• adrienne.lore (3/15/2012)


    Is fragmentation seriously no longer a problem with SANs?

    It depends :). Fragmentation primarily slows things down by a logically sequential operation being effectively a random operation at the physical level (my testing shows this does affect both spindles and SSD's, though spindles much, much more than SSD's).

    On spindles, you end up with your heads moving back and forth from the (closer to the) inside to (closer to the) the outside of the disk multiple times during your operation, and perhaps moving a larger distance. Advanced file systems (and SAN's) use something similar to what back in the old Netware days was termed "elevator seek" or "elevator scan"; i.e. when you have a bunch of requests, order them for minimal head movement, which reduces aggregate latency (though any one request may suffer).

    If your particular SAN LUN is part of a pool of disks shared with dozens of other databases, servers, some file servers, and the Exchange box, and those other apps are always active, then fragmentation of your particular files or the data in them is unlikely to matter as much, since the heads are going to have requests from all over the disk most of the time, anyway.
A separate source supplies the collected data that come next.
PR #11757, opened 2026-08-07
Implement HangWatcher UUID tracking and NSE recovery reporting

alunev:
cobalt: Implement hang UUIDs and recovery tracking

Introduce UUID-based tracking for thread hangs within HangWatcher to
better identify unique hang incidents. This enables the
NativeStabilityManager to correlate hang reports and track whether a
process successfully recovers from a frozen state.

HangWatcher now generates a unique ID upon detecting a hang and
injects it into Crashpad annotations via Starboard. It also monitors
thread deadlines to detect recovery, notifying the delegate when
all threads have resumed execution.

Bug: 528364110

### DIFF
--- a/base/threading/hang_watcher.cc
+++ b/base/threading/hang_watcher.cc
@@ -29,12 +29,14 @@
 #include "base/time/default_tick_clock.h"
 #include "base/time/time.h"
 #include "base/trace_event/base_tracing.h"
+#include "base/uuid.h"
 #include "build/build_config.h"
 
 #if BUILDFLAG(IS_STARBOARD)
 #include <inttypes.h>
 
 #include "starboard/extension/crash_handler.h"
+#include "starboard/extension/native_stability.h"
 #include "starboard/system.h"
 #endif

    If you have dedicated spindles for your database alone, and some of your IO is logically sequential (scans, not seeks, of multi-MB or multi-GB indexes), and so on and so forth, then fragmentation at an internal and external level may well play a part in aggregate throughput.
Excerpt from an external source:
PR #11760, opened 2026-08-07
Allow paramaterization of Highest PMF functionality

Awallky:
Enabled highest PMF reporter parameterization interval configs. This aligns with A/B experiments by decoupling the static constants and mapping them to Finch flags safely when IS_COBALT is enabled.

    Linchi's analysis was well done, but limited in a couple of ways. For one, my very cursory reading indicates it's not unlikely the DB files created used sequential free space chunks, instead of the first chunk in the middle of the disk, the second at the beginning, the third at the end, the fourth at the end, the fifth at the beginning, etc. etc. For another, Linchi only created a 10GB file and used 4.5GB of it, and I didn't see how large the SAN's cache was - an 8GB cache plus readahead on a 10GB database could skew results significantly, and I believe the Symmetrix DMX-2's supported up to a 256GB cache. To really see what happens on disk, you need to disable or overwhelm the cache.